## WORK ITEM
Keeping every character as it is, transcribe the entries below.

Stored items
PR #24, opened 2016-06-19
Build each header file individually

gperciva:


gperciva:
This ended up being not very interesting; the only problem it found was `sock_util.h`.  `warnp.h` is only detected if `WARNP_INIT` is used.  That said, having written the code, I figured I might as well toss it up here.  If you don't think it's worth adding, I won't be offended.  :)

NB: if this is pulled, it should come after #19 , otherwise `make test` will report an error (the `sock_util.h` issue).

cperciva:
Note to self: Looks good, merge after #19 .

PR #25, opened 2016-06-22
Style comment return

gperciva:


gperciva:
I left these as separate commits because, although kivaloo uses both of them, tarsnap and spiped only use timerqueue.
(I'm working on a script that investigates which files are used in which projects, so that I can group changes more sensibly)

PR #26, opened 2016-06-23
Include headers

gperciva:


gperciva:
I grouped these commits because in both cases, either all 3 files were used, or none.

cperciva:
For the <sys/types.h> bit, please add the following to the commit message: "The <sys/types.h> header has historically been required on some systems when <sys/socket.h> is used, but the POSIX standard states that it is not necessary.  In keeping with our policy of strict compliance, we omit these inclusions; but it may be necessary to add them back on some buggy platforms."

cperciva:
For the <sys/time.h> bit, I'd prefer to keep the inclusion; while declaring the struct is *probably* sufficient, I'm not sure that it's guaranteed to be good enough if, for example, a platform has `#define timeval timeval64` or similar evilness which might make our declaration of 'struct timeval' different from the one the OS provides.

So my policy of declaring opaque struct types in headers should only apply to our library code, not to anything coming from "elsewhere" (OS, OpenSSL, etc.).

gperciva:
Should I add something to the `posix-cflags.sh` for `sys/socket.h` without `sys/types.h`?

cperciva:
> Should I add something to posix-cflags.sh for sys/socket.h without sys/types.h?

Not yet.  I don't know if any of the buggy platforms still exist, and I don't want to clutter /POSIX/ with workarounds which are no longer relevant.

gperciva:
`sys/types.h` now submitted as #29.

gperciva:
Still thinking about how best to approach `<sys/time.h>`.

cperciva:
I think the best approach to `<sys/time.h>` is to simply leave it there.  Consider its definition of `struct timeval` to be equivalent to `<stddef.h>` defining `size_t`.

gperciva:
I'm not disputing keeping `<sys/time.h>`; I was trying to find a way to tell include-what-you-use to stop bugging me about it via its mapping file.  I've successfully dealt with some other false positives this way, but so far it hasn't worked for `<sys/time.h>`.

I've made some notes on paper to come back to it, so I can close this issue now.

PR #27, opened 2016-06-27
Fix warnings

gperciva:


alg/crc32c.c
```diff
@@ -63,7 +63,7 @@ init(void)
 
 	/* Fill in tables. */
 	for (i = 0; i < 256; i++) {
-		r = reverse(i);
+		r = reverse(i & 0xffff);
```
cperciva: Not sure why you're masking to take the bottom 16 bits here... in any case, I'd go with a cast to `(uint32_t)`.

network/network_read.c
```diff
@@ -69,7 +69,7 @@ callback_buf(void * cookie)
 		goto tryagain;
 
 	/* Invoke the callback and return. */
-	return (docallback(C, C->bufpos));
+	return (docallback(C, (ssize_t)C->bufpos));
```
cperciva: Maybe also add an assertion that bufpos <= SSIZE_MAX?  We have an assertion in network_read but not one close to here.

alg/crc32c.c
gperciva: erm, yes, well, as a cellist, counting isn't my strong point.  :)

Curious, though: elsewhere, you've preferred `& 0xff` instead of a cast.  Is that because this is 32 bits, or because it's not in the crypto directory, or...?

util/entropy.c
```diff
@@ -55,7 +55,7 @@ entropy_read(uint8_t * buf, size_t buflen)
 
 		/* We've filled a portion of the buffer. */
 		buf += lenread;
```
cperciva: I'd cast lenread to (size_t) both times, even if clang doesn't care about pointer arithmetic.

util/noeintr.c
```diff
@@ -42,11 +42,11 @@ noeintr_write(int d, const void * buf, size_t nbyte)
 		 * pointer and adjust the remaining write length.
 		 */
 		p += lenwrit;
```
cperciva: I'd cast lenread to (size_t) both times, even if clang doesn't care about pointer arithmetic.

alg/crc32c.c
cperciva: In that other code, we were doing some arithmetic and then saying "take the last byte of this".  Here we're saying "this is really a 32-bit integer and has been all along".

Either way works (and they should produce identical code) but I like to have the "natural reading" of the code match my mental model of what we're trying to do, if that makes sense.

gperciva: but what if "what we're trying to do" doesn't make sense?

... ok, I'll go order pizza now.

gperciva:
Updated PR

PR #32, opened 2016-08-06
cpusupport.h: add forward declaration

gperciva:


gperciva:
This came from https://github.com/Tarsnap/scrypt/pull/59

PR #35, opened 2016-08-07
Fix warnings

gperciva:


gperciva:
I'm less certain that these are the correct fixes.  Mostly because I think they don't fix all theoretical problems -- we can get an integer overflow if we exceed `INT64_MAX` entries in the map.

I think, at least.  `seqptrmap_add()` doesn't check any size limit, nor does `elasticqueue_add()`. `elasticarray_append()` does check for an overflow:

```
        /* Check for overflow. */
        if ((nrec > SIZE_MAX / reclen) ||
            (nrec * reclen > SIZE_MAX - EA->size)) {
                errno = ENOMEM;
```

however, if `reclen = 1`, then I think we can still fail.  On 64-bit Ubuntu,
```
INT64_MAX =  9223372036854775807
SIZE_MAX  = 18446744073709551615UL
```
so something can fit into `SIZE_MAX` but still overflow `INT64_MAX`.

(granted, even if that overflow check doesn't trigger an error, the next step is to `resize()` the elastic array, and I admit that it's unlikely that anybody will be running this code on a system with that much RAM, because 640k should be enough for anybody.)


So yeah.  I might have missed some weird corner case (or maybe those corner cases are protected in other ways), but in any case, I think I've done as much digging into these fixes as I can.

datastruct/seqptrmap.c
```diff
@@ -57,7 +57,7 @@ seqptrmap_add(struct seqptrmap * M, void * ptr)
 	M->len += 1;
```
cperciva: How about adding an assertion here to check that we don't overflow int64_t when we compute the value to return?  Being careful to not have an integer overflow while checking the assertion, of course...

datastruct/seqptrmap.c
```diff
@@ -74,7 +74,7 @@ seqptrmap_add(struct seqptrmap * M, void * ptr)
 void *
 seqptrmap_get(struct seqptrmap * M, int64_t i)
 {
-	size_t pos = i - M->offset;
+	size_t pos = (size_t)(i - M->offset);
```
cperciva: Hmm, this code is actually buggy with a 32-bit size_t... if `i` is 2^32 away from a valid value, we could return a pointer when we should have returned NULL.

gperciva:
Updated PR

datastruct/seqptrmap.c
```diff
@@ -56,8 +57,11 @@ seqptrmap_add(struct seqptrmap * M, void * ptr)
 		goto err0;
 	M->len += 1;
 
+	/* Check for overflow. */
+	assert(INT64_MAX - (int64_t)M->len >= M->offset);
```
cperciva: Need to assert that M->len <= (uint64_t)(INT64_MAX) first, since otherwise there could be a signed integer overflow when performing the cast.

datastruct/seqptrmap.c
```diff
@@ -74,7 +78,12 @@ seqptrmap_add(struct seqptrmap * M, void * ptr)
 void *
 seqptrmap_get(struct seqptrmap * M, int64_t i)
 {
-	size_t pos = i - M->offset;
+	size_t pos;
+
+	/* Calculate position after checking that it will fit into size_t. */
+	if (i - M->offset >= (int64_t)SIZE_MAX)
```
cperciva: Does this work?  What if i < M->offset?

gperciva: Bette reason why it won't work: `(int64_t)SIZE_MAX` can be `-1`.

gperciva:
Updated PR, imported from https://github.com/Tarsnap/kivaloo/pull/20.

## EXERCISE RESPONSE
PR #24, opened 2016-06-19
Build each header file individually

gperciva:


gperciva:
This ended up being not very interesting; the only problem it found was `sock_util.h`.  `warnp.h` is only detected if `WARNP_INIT` is used.  That said, having written the code, I figured I might as well toss it up here.  If you don't think it's worth adding, I won't be offended.  :)

NB: if this is pulled, it should come after #19 , otherwise `make test` will report an error (the `sock_util.h` issue).

cperciva:
Note to self: Looks good, merge after #19 .

PR #25, opened 2016-06-22
Style comment return

gperciva:


gperciva:
I left these as separate commits because, although kivaloo uses both of them, tarsnap and spiped only use timerqueue.
(I'm working on a script that investigates which files are used in which projects, so that I can group changes more sensibly)

PR #26, opened 2016-06-23
Include headers

gperciva:


gperciva:
I grouped these commits because in both cases, either all 3 files were used, or none.

cperciva:
For the <sys/types.h> bit, please add the following to the commit message: "The <sys/types.h> header has historically been required on some systems when <sys/socket.h> is used, but the POSIX standard states that it is not necessary.  In keeping with our policy of strict compliance, we omit these inclusions; but it may be necessary to add them back on some buggy platforms."

cperciva:
For the <sys/time.h> bit, I'd prefer to keep the inclusion; while declaring the struct is *probably* sufficient, I'm not sure that it's guaranteed to be good enough if, for example, a platform has `#define timeval timeval64` or similar evilness which might make our declaration of 'struct timeval' different from the one the OS provides.

So my policy of declaring opaque struct types in headers should only apply to our library code, not to anything coming from "elsewhere" (OS, OpenSSL, etc.).

gperciva:
Should I add something to the `posix-cflags.sh` for `sys/socket.h` without `sys/types.h`?

cperciva:
> Should I add something to posix-cflags.sh for sys/socket.h without sys/types.h?

Not yet.  I don't know if any of the buggy platforms still exist, and I don't want to clutter /POSIX/ with workarounds which are no longer relevant.

gperciva:
`sys/types.h` now submitted as #29.

gperciva:
Still thinking about how best to approach `<sys/time.h>`.

cperciva:
I think the best approach to `<sys/time.h>` is to simply leave it there.  Consider its definition of `struct timeval` to be equivalent to `<stddef.h>` defining `size_t`.

gperciva:
I'm not disputing keeping `<sys/time.h>`; I was trying to find a way to tell include-what-you-use to stop bugging me about it via its mapping file.  I've successfully dealt with some other false positives this way, but so far it hasn't worked for `<sys/time.h>`.

I've made some notes on paper to come back to it, so I can close this issue now.

PR #27, opened 2016-06-27
Fix warnings

gperciva:


alg/crc32c.c
```diff
@@ -63,7 +63,7 @@ init(void)
 
 	/* Fill in tables. */
 	for (i = 0; i < 256; i++) {
-		r = reverse(i);
+		r = reverse(i & 0xffff);
```
cperciva: Not sure why you're masking to take the bottom 16 bits here... in any case, I'd go with a cast to `(uint32_t)`.

network/network_read.c
```diff
@@ -69,7 +69,7 @@ callback_buf(void * cookie)
 		goto tryagain;
 
 	/* Invoke the callback and return. */
-	return (docallback(C, C->bufpos));
+	return (docallback(C, (ssize_t)C->bufpos));
```
cperciva: Maybe also add an assertion that bufpos <= SSIZE_MAX?  We have an assertion in network_read but not one close to here.

alg/crc32c.c
gperciva: erm, yes, well, as a cellist, counting isn't my strong point.  :)

Curious, though: elsewhere, you've preferred `& 0xff` instead of a cast.  Is that because this is 32 bits, or because it's not in the crypto directory, or...?

util/entropy.c
```diff
@@ -55,7 +55,7 @@ entropy_read(uint8_t * buf, size_t buflen)
 
 		/* We've filled a portion of the buffer. */
 		buf += lenread;
```
cperciva: I'd cast lenread to (size_t) both times, even if clang doesn't care about pointer arithmetic.

util/noeintr.c
```diff
@@ -42,11 +42,11 @@ noeintr_write(int d, const void * buf, size_t nbyte)
 		 * pointer and adjust the remaining write length.
 		 */
 		p += lenwrit;
```
cperciva: I'd cast lenread to (size_t) both times, even if clang doesn't care about pointer arithmetic.

alg/crc32c.c
cperciva: In that other code, we were doing some arithmetic and then saying "take the last byte of this".  Here we're saying "this is really a 32-bit integer and has been all along".

Either way works (and they should produce identical code) but I like to have the "natural reading" of the code match my mental model of what we're trying to do, if that makes sense.

gperciva: but what if "what we're trying to do" doesn't make sense?

... ok, I'll go order pizza now.

gperciva:
Updated PR

PR #32, opened 2016-08-06
cpusupport.h: add forward declaration

gperciva:


gperciva:
This came from https://github.com/Tarsnap/scrypt/pull/59

PR #35, opened 2016-08-07
Fix warnings

gperciva:


gperciva:
I'm less certain that these are the correct fixes.  Mostly because I think they don't fix all theoretical problems -- we can get an integer overflow if we exceed `INT64_MAX` entries in the map.

I think, at least.  `seqptrmap_add()` doesn't check any size limit, nor does `elasticqueue_add()`. `elasticarray_append()` does check for an overflow:

```
        /* Check for overflow. */
        if ((nrec > SIZE_MAX / reclen) ||
            (nrec * reclen > SIZE_MAX - EA->size)) {
                errno = ENOMEM;
```

however, if `reclen = 1`, then I think we can still fail.  On 64-bit Ubuntu,
```
INT64_MAX =  9223372036854775807
SIZE_MAX  = 18446744073709551615UL
```
so something can fit into `SIZE_MAX` but still overflow `INT64_MAX`.

(granted, even if that overflow check doesn't trigger an error, the next step is to `resize()` the elastic array, and I admit that it's unlikely that anybody will be running this code on a system with that much RAM, because 640k should be enough for anybody.)


So yeah.  I might have missed some weird corner case (or maybe those corner cases are protected in other ways), but in any case, I think I've done as much digging into these fixes as I can.

datastruct/seqptrmap.c
```diff
@@ -57,7 +57,7 @@ seqptrmap_add(struct seqptrmap * M, void * ptr)
 	M->len += 1;
```
cperciva: How about adding an assertion here to check that we don't overflow int64_t when we compute the value to return?  Being careful to not have an integer overflow while checking the assertion, of course...

datastruct/seqptrmap.c
```diff
@@ -74,7 +74,7 @@ seqptrmap_add(struct seqptrmap * M, void * ptr)
 void *
 seqptrmap_get(struct seqptrmap * M, int64_t i)
 {
-	size_t pos = i - M->offset;
+	size_t pos = (size_t)(i - M->offset);
```
cperciva: Hmm, this code is actually buggy with a 32-bit size_t... if `i` is 2^32 away from a valid value, we could return a pointer when we should have returned NULL.

gperciva:
Updated PR

datastruct/seqptrmap.c
```diff
@@ -56,8 +57,11 @@ seqptrmap_add(struct seqptrmap * M, void * ptr)
 		goto err0;
 	M->len += 1;
 
+	/* Check for overflow. */
+	assert(INT64_MAX - (int64_t)M->len >= M->offset);
```
cperciva: Need to assert that M->len <= (uint64_t)(INT64_MAX) first, since otherwise there could be a signed integer overflow when performing the cast.

datastruct/seqptrmap.c
```diff
@@ -74,7 +78,12 @@ seqptrmap_add(struct seqptrmap * M, void * ptr)
 void *
 seqptrmap_get(struct seqptrmap * M, int64_t i)
 {
-	size_t pos = i - M->offset;
+	size_t pos;
+
+	/* Calculate position after checking that it will fit into size_t. */
+	if (i - M->offset >= (int64_t)SIZE_MAX)
```
cperciva: Does this work?  What if i < M->offset?

gperciva: Bette reason why it won't work: `(int64_t)SIZE_MAX` can be `-1`.

gperciva:
Updated PR, imported from https://github.com/Tarsnap/kivaloo/pull/20.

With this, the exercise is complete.